Rapidly melting ice is creating new opportunities for offshore oil and gas exploration, shipping, industrial fishing and onshore mining industries throughout the Arctic. While much attention has been paid to “resource conflicts” between the coastal states of the Arctic Ocean during the 2000s, the 2010s have shown no immediate risk of traditional inter-state conflicts. This does not mean that there are no tensions related to the new resource reserves to be found under the seemingly peaceful surface of Arctic waters. There are major differences of opinion on how to approach on-going environmental change and especially the consequences of increasingly enabled Arctic economic development, especially of hydrocarbon reserves.


A stable Arctic

The Arctic is and has been stable for decades. The region has strong traditions of international cooperation, especially on environmental issues. Its countries are stable societies seeking neighbourly cooperation rather than conflict. Most cooperation takes place in the Arctic Council, a ministerial-level intergovernmental forum among the eight Arctic States and indigenous peoples’ organizations. Although criticized as being weak, the Council has fulfilled its purpose as a soft-law instrument by increasing trust between Arctic States through environmental cooperation.. The Council also managed to establish its very first legally binding agreement in 2011, when  members signed an agreement on Arctic search and rescue. Indigenous representation  in the Arctic Council is, moreover, one of its unique characteristics..

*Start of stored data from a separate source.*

PR #485, opened 2015-07-06
Optimise FAIL2BAN jail.local

anoma:
This will not alter the actual existing running config (i.e. jail.local overlayed over jail.conf) it merely reverts us completely to the default config except where we explicitly want otherwise.


anoma:
git pebcak fail. closing in case this is merged by mistake applying recidive needs to be own PR

PR #486, opened 2015-07-06
Optimise FAIL2BAN jail.local

anoma:
This will not alter the actual existing running config (i.e. jail.local overlayed over jail.conf) it merely reverts us completely to the default config except where we explicitly want otherwise.

### DIFF
--- a/conf/fail2ban/jail.local
+++ b/conf/fail2ban/jail.local
@@ -11,3 +11,5 @@ enabled  = true
 [dovecot]
 enabled = true
 filter  = dovecotimap
+findtime = 30
+maxretry = 20
--- a/conf/fail2ban/jail.local
+++ b/conf/fail2ban/jail.local
@@ -1,11 +1,5 @@
 # Fail2Ban configuration file for Mail-in-a-Box
 
-[DEFAULT]
-
-# This should ban dumb brute-force attacks, not oblivious users.
-findtime = 30
-maxretry = 20
-
 # JAILS
 
 [ssh-ddos]


JoshData:
Okay. Taking your word for it that it makes sense.

anoma:
Pinging h8h as a sanity check, author of first PR https://github.com/mail-in-a-box/mailinabox/pull/353.

h8h:
So you want that only the dovecot service has this `findtime` and `maxretry` setting. All other services (ssh, postfix, ...) uses the default `jail.conf` times (`findtime = 600` and `maxretry = 3`) right?

anoma:
Indeed. The general idea is to revert everything to stock and apply only things that we are specifically changing for MIAB in jail.local. Previously we had a couple of confusions where some settings were needlessly duplicated in both jail.conf and jail.local.

This compounded the confusion where it looked like the changed timings in the default section of jail.local overrode the jail specific timings in jail.conf (which they didint).

I have been running and experimenting with this stuff for months now because I realise that any mess up could have bad repercussions to those less in the known about FAIL2BAN so a second pair of sanity check eyes cant harm.

I have several other ideas to bring in here but plan to only introduce them in small increments "just in case".

h8h:
Neat.

> I have been running and experimenting with this stuff for months now because I realise that any mess up could have bad repercussions to those 

Yes, therefore I've done these duplicated entries because without them fail2ban didn't trigger in some cases when it should do. But I did this only for a short amount of time and you've tried this for months. I think I've done something wrong. Thank you, for cleaning the "messed" file up.

Today I have a look at the github fail2ban conf and there the ssh jails for example was renamed ssh -> sshd. Don't know if this matter. Just for the case. [jail.conf](https://github.com/fail2ban/fail2ban/blob/master/config/jail.conf)

anoma:
Nice catch. I think this rename matters a lot. It never occurred to me they might change the jail names we need to keep an eye on that.

I will ping you in future PRs so you can proof them and give JoshData some extra confidence. I also want to make sure we dont push this too far and put people off FAIL2BAN (or its replacement). For me at least it is a key component in securing MIAB.

Thanks

h8h:
:+1:  Thank you for securing MIAB.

Peaceful Arctic development is supported by the UN Convention on the Law of the Seas (referred to here as UNCLOS)   whichestablishes common guidelines for natural resource management in the world seas, and defines state rights and responsibilities. Four of five Arctic coastal states - Russia, Canada, Denmark/Greenland and Norway, have ratified UNCLOS, which under specific conditions allows them to extend the outer limits of their offshore Arctic continental shelves, expected to contain huge oil and gas deposits. The U.S. is not a party to UNCLOS, but the country applies provisions of customary international law relating to use of its maritime zones, which are quite similar to those established in UNCLOS. All the five states thus play with similar rules, which stabilize development. UNCLOS only defines general rules for maritime resource management, which actually benefits the coastal states by giving them room to negotiate details of the UNCLOS provisions quite freely.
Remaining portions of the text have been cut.